Stored data -
%%

Issue #1138, opened 2025-07-01
StandardSchema-Compatible WebSocket Route Definition


productdevbook:
### Describe the feature

```ts
import { defineWebSocketRoute } from "h3";
import { z } from "zod";

export const webhook = defineWebSocketRoute({
  method: "GET",
  path: "/api/webhook",
  websocket: {
    upgrade: (request) => {
      console.log("Opening WebSocket connection:", request.url);
    },
    open: (peer) => {
      console.log("WebSocket connected:", peer.id);
      peer.send("Welcome!");
    },
    message: (peer, message) => {
      console.log("Incoming message:", message);
      peer.send(`Received: ${message}`);
    },
    close: (peer) => {
      console.log("WebSocket closed:", peer.id);
    },
  }
});
``` 

### Additional information

- [x] Would you be willing to help implement this feature?

pi0:
I love the idea together with #1088, lets track it from single place.

PR #1149, opened 2025-07-07
feat: experimental defineWebSocketRoute

productdevbook:
## Summary
cc: https://github.com/h3js/h3/issues/1088
cc: https://github.com/h3js/h3/issues/1138

- Added `defineWebSocketRoute` utility function to simplify WebSocket route definitions
- Added `WebSocketRouteDefinition` interface for type-safe WebSocket route configuration
- Exported new utilities from main index.ts
- WebSocket routes always use GET method (as per WebSocket upgrade spec)

## Description

This PR introduces a new `defineWebSocketRoute` function that provides a consistent API pattern with `defineRoute` for defining WebSocket endpoints. This makes it easier to create WebSocket routes as plugins that can be registered with `app.register()`.

### Interface Definition

```typescript
export interface WebSocketRouteDefinition {
  /** Route pattern, e.g. '/api/ws' */
  route: string;
  
  /** WebSocket hooks */
  websocket: Partial<WSHooks>;
  
  // TODO: Support middleware when implemented in defineWebSocketHandler
  // TODO: Support metadata when implemented in WebSocket routing
}
```

**Key design decisions:**
- WebSocket routes always use `GET` method (standard for WebSocket upgrades)
- No `method` parameter - WebSocket protocol requires GET
- `middleware` and `meta` support deferred until implemented in underlying `defineWebSocketHandler`

### Example usage:
```typescript
import { defineWebSocketRoute } from "h3";

export const chatRoute = defineWebSocketRoute({
  route: "/api/chat",
  websocket: {
    open: (peer) => {
      console.log("WebSocket connected:", peer.id);
      peer.send("Welcome!");
    },
    message: (peer, message) => {
      console.log("Incoming message:", message);
      peer.send(`Echo: ${message}`);
    },
    close: (peer) => {
      console.log("WebSocket closed:", peer.id);
    },
  }
});

// Register with app
app.register(chatRoute);
```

%%

WHAT NEEDS TO BE DONE - Copy the entries above exactly, but only from the line holding "PR #1149, opened 2025-07-07" through the line holding "WebSocket route configuration", both included.

SOLUTION TO THE EXERCISE -
PR #1149, opened 2025-07-07
feat: experimental defineWebSocketRoute

productdevbook:
## Summary
cc: https://github.com/h3js/h3/issues/1088
cc: https://github.com/h3js/h3/issues/1138

- Added `defineWebSocketRoute` utility function to simplify WebSocket route definitions
- Added `WebSocketRouteDefinition` interface for type-safe WebSocket route configuration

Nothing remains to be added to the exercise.